What is expected
Write the data out again, matching every line exactly.

___ Exercise data

PR #1272, opened 2022-05-20
fix(table): row selection: space after checkbox incorrect

### LINKED ISSUE #1236: Docs > Tables > Row selection: space after checkbox incorrect
### Prerequisites

### Describe the issue

In Docs > Content > Tables > Row selection, the space between the checkbox and the following text is too large compared to what's in ODS on https://system.design.orange.com/0c1af118d/p/21b04a-data-tables/b/56a1a9/i/66611045 "WEB-TBL-STD-002" => space to be fixed.
image

When looking at the problem quickly, it can be solved by adding a `margin-right: -12px`in .formcheck`, but another solution would certainly be better.

### Reduced test cases

NA

macOS

Chrome

v5.1

hannahiss:
Add a negative right margin to adjust space in that case

Closes #1236


scss/_tables.scss
```diff
@@ -48,6 +48,14 @@
   > tbody {
     vertical-align: inherit;
   }
+
+  // Boosted mod
+  // Add negative right margin for selectable rows
+  td:first-child .form-check,
+  th:first-child .form-check {
+    margin-right: -.75rem;
```
louismaximepiton, line 56: Is there any reason for this specific value ? IMO, a greater value would be better here ?

louismaximepiton (commented):
Out of context but, did you try changing the html structure ? (without the `div.form-check` for example)

scss/_tables.scss
hannahiss: It seems to me that form-check is needed to surround checkbox input with form-check-input. 
Moreover, removing form-check does not solve the problem and removing padding is not ok (it is a left padding and checbox image is added as a background).

hannahiss: For the value, it has been proposed by Isabelle but maybe you're right, -1rem could be nicer...

With -0.75rem :
image

With -1rem :
image

louismaximepiton: Yes the 1rem looks better regarding the specs ! If I were a bit picky, I'd say that `1.0625rem` would be pixel perfect and IMO, `$spacer * .85` would be even more understandable.
The management of checkboxes seems to be a bit weird to me even on Bs side, wondering if there is anything to change on their side ... I don't understand from where the spacing after the checkboxes come. The solution here looks fine to me

louismaximepiton (approved):
LGTM 🚀

julien-deramond:
There's no way here to have 40px x 40px? It seems to be like that [in the DSM](https://system.design.orange.com/0c1af118d/p/21b04a-data-tables/b/56a1a9/i/66611045).

Screenshot from 2022-06-09 08-07-09

julien-deramond:
With `margin-right: -1.024rem` we have a `<td>` width of:
- Ubuntu / Firefox: 40px
- Ubuntu / Chrome: 40.02px
What about Windows? If we have the same values (really close to 40px) we could go for this `-1.024rem` :shrug:

louismaximepiton:
After digging a bit more inside tables, it appears that the columns take as much place as they can. This is why we have such weird sizes (you can try resize your window and you won't have the same size). Here is a workaround to have exactly 40px at each breakpoint (on first column): 

```html
<table class="table table-sm table-hover table-responsive">

  <colgroup>
    <col style="2.5rem">
  </colgroup>

  <thead>
  </thead>
  <tbody>
  </tbody>
</table>
```

Here the 2.5rem is arbitrary, I didn't check if another value could be better here

hannahiss:
Louis-Maxime's solution seems good and well supported by all browsers, so I added colgroup to fix first column width. 
Concerning the negative right margin, it is still needed to prevent second column to move to the right, but 1rem seems ok and cleaner that 1,0625rem or -1.024rem.

hannahiss:
@julien-deramond I'm going to update migration guide too ;-)

site/content/docs/5.2/content/tables.md
```diff
@@ -643,6 +643,10 @@ The selection behavior isn't implemented yet. This feature will be delivered wit
 
 <div>
   <table class="table table-sm table-hover table-responsive">
+    <colgroup>
```
julien-deramond, line 646: Not a big fan of adding a `colgroup` here. Can't be handle everything by using the same thing that was done in v4?

Using a `.has-checkbox` in `<table>` plus a rule similar (+ some adjustements) to:

```scss
// Boosted mod
.has-checkbox tr > :first-child {
  width: $spacer;
}
// end mod
```

site/content/docs/5.2/migration.md
```diff
@@ -33,6 +33,11 @@ If you need more details about the changes, please refer to the [v5.2.2 release]
 
 - <span class="badge bg-warning">Warning</span> All forms examples have been modified to add a `.mt-2` to all submit buttons in order to always have 30px between the last form control and the button. Please reflect this modification into your websites.
 
+### Contents
+
+- **Tables**
+  - When using row selection (checkboxes), use `.has-checkbox` on the table to get correct spacing on the first column.
```
julien-deramond, line 39: Suggestion:

```suggestion
  - Reintroduction of `.has-checkbox` from v4 to display correctly the row selection in the first column of tables. 
```

julien-deramond (approved):
LGTM. Just a suggestion to improve the migration guide note.

scss/_tables.scss
```diff
@@ -48,6 +48,18 @@
...
     vertical-align: inherit;
   }
+
+  // Boosted mod
+  // When using checkboxes in the first column, force width of this column and add negative right margin
+  // to checkbox, to ensure correct spacing on the first column.
+  &.has-checkbox tr > :first-child {
+    width: $spacer * 2;
+
+    .form-check {
```
louismaximepiton, line 58: The whole rule on `.form-check` could be replaced by `max-width: $spacer * 2;`. Not sure what's the best here 🤷

julien-deramond: Can someone try it? If we can do the same thing with a reference to `$spacer`, it would be better than a negative margin and magical value.

site/content/docs/5.2/migration.md
hannahiss: I also add a warning because, if this is a migration guide from 5.1 to 5.2, adding has-checkbox class is needed...

scss/_tables.scss
hannahiss: Ok it works with both width and max-width... 
Tested on Windows/Chrome, Windows/Firefox and on Browserstack : iOS/Safari and MacOS/Safari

______

Output
PR #1272, opened 2022-05-20
fix(table): row selection: space after checkbox incorrect

### LINKED ISSUE #1236: Docs > Tables > Row selection: space after checkbox incorrect
### Prerequisites

### Describe the issue

In Docs > Content > Tables > Row selection, the space between the checkbox and the following text is too large compared to what's in ODS on https://system.design.orange.com/0c1af118d/p/21b04a-data-tables/b/56a1a9/i/66611045 "WEB-TBL-STD-002" => space to be fixed.
image

When looking at the problem quickly, it can be solved by adding a `margin-right: -12px`in .formcheck`, but another solution would certainly be better.

### Reduced test cases

NA

macOS

Chrome

v5.1

hannahiss:
Add a negative right margin to adjust space in that case

Closes #1236


scss/_tables.scss
```diff
@@ -48,6 +48,14 @@
   > tbody {
     vertical-align: inherit;
   }
+
+  // Boosted mod
+  // Add negative right margin for selectable rows
+  td:first-child .form-check,
+  th:first-child .form-check {
+    margin-right: -.75rem;
```
louismaximepiton, line 56: Is there any reason for this specific value ? IMO, a greater value would be better here ?

louismaximepiton (commented):
Out of context but, did you try changing the html structure ? (without the `div.form-check` for example)

scss/_tables.scss
hannahiss: It seems to me that form-check is needed to surround checkbox input with form-check-input. 
Moreover, removing form-check does not solve the problem and removing padding is not ok (it is a left padding and checbox image is added as a background).

hannahiss: For the value, it has been proposed by Isabelle but maybe you're right, -1rem could be nicer...

With -0.75rem :
image

With -1rem :
image

louismaximepiton: Yes the 1rem looks better regarding the specs ! If I were a bit picky, I'd say that `1.0625rem` would be pixel perfect and IMO, `$spacer * .85` would be even more understandable.
The management of checkboxes seems to be a bit weird to me even on Bs side, wondering if there is anything to change on their side ... I don't understand from where the spacing after the checkboxes come. The solution here looks fine to me

louismaximepiton (approved):
LGTM 🚀

julien-deramond:
There's no way here to have 40px x 40px? It seems to be like that [in the DSM](https://system.design.orange.com/0c1af118d/p/21b04a-data-tables/b/56a1a9/i/66611045).

Screenshot from 2022-06-09 08-07-09

julien-deramond:
With `margin-right: -1.024rem` we have a `<td>` width of:
- Ubuntu / Firefox: 40px
- Ubuntu / Chrome: 40.02px
What about Windows? If we have the same values (really close to 40px) we could go for this `-1.024rem` :shrug:

louismaximepiton:
After digging a bit more inside tables, it appears that the columns take as much place as they can. This is why we have such weird sizes (you can try resize your window and you won't have the same size). Here is a workaround to have exactly 40px at each breakpoint (on first column): 

```html
<table class="table table-sm table-hover table-responsive">

  <colgroup>
    <col style="2.5rem">
  </colgroup>

  <thead>
  </thead>
  <tbody>
  </tbody>
</table>
```

Here the 2.5rem is arbitrary, I didn't check if another value could be better here

hannahiss:
Louis-Maxime's solution seems good and well supported by all browsers, so I added colgroup to fix first column width. 
Concerning the negative right margin, it is still needed to prevent second column to move to the right, but 1rem seems ok and cleaner that 1,0625rem or -1.024rem.

hannahiss:
@julien-deramond I'm going to update migration guide too ;-)

site/content/docs/5.2/content/tables.md
```diff
@@ -643,6 +643,10 @@ The selection behavior isn't implemented yet. This feature will be delivered wit
 
 <div>
   <table class="table table-sm table-hover table-responsive">
+    <colgroup>
```
julien-deramond, line 646: Not a big fan of adding a `colgroup` here. Can't be handle everything by using the same thing that was done in v4?

Using a `.has-checkbox` in `<table>` plus a rule similar (+ some adjustements) to:

```scss
// Boosted mod
.has-checkbox tr > :first-child {
  width: $spacer;
}
// end mod
```

site/content/docs/5.2/migration.md
```diff
@@ -33,6 +33,11 @@ If you need more details about the changes, please refer to the [v5.2.2 release]
 
 - <span class="badge bg-warning">Warning</span> All forms examples have been modified to add a `.mt-2` to all submit buttons in order to always have 30px between the last form control and the button. Please reflect this modification into your websites.
 
+### Contents
+
+- **Tables**
+  - When using row selection (checkboxes), use `.has-checkbox` on the table to get correct spacing on the first column.
```
julien-deramond, line 39: Suggestion:

```suggestion
  - Reintroduction of `.has-checkbox` from v4 to display correctly the row selection in the first column of tables. 
```

julien-deramond (approved):
LGTM. Just a suggestion to improve the migration guide note.

scss/_tables.scss
```diff
@@ -48,6 +48,18 @@
...
     vertical-align: inherit;
   }
+
+  // Boosted mod
+  // When using checkboxes in the first column, force width of this column and add negative right margin
+  // to checkbox, to ensure correct spacing on the first column.
+  &.has-checkbox tr > :first-child {
+    width: $spacer * 2;
+
+    .form-check {
```
louismaximepiton, line 58: The whole rule on `.form-check` could be replaced by `max-width: $spacer * 2;`. Not sure what's the best here 🤷

julien-deramond: Can someone try it? If we can do the same thing with a reference to `$spacer`, it would be better than a negative margin and magical value.

site/content/docs/5.2/migration.md
hannahiss: I also add a warning because, if this is a migration guide from 5.1 to 5.2, adding has-checkbox class is needed...

scss/_tables.scss
hannahiss: Ok it works with both width and max-width... 
Tested on Windows/Chrome, Windows/Firefox and on Browserstack : iOS/Safari and MacOS/Safari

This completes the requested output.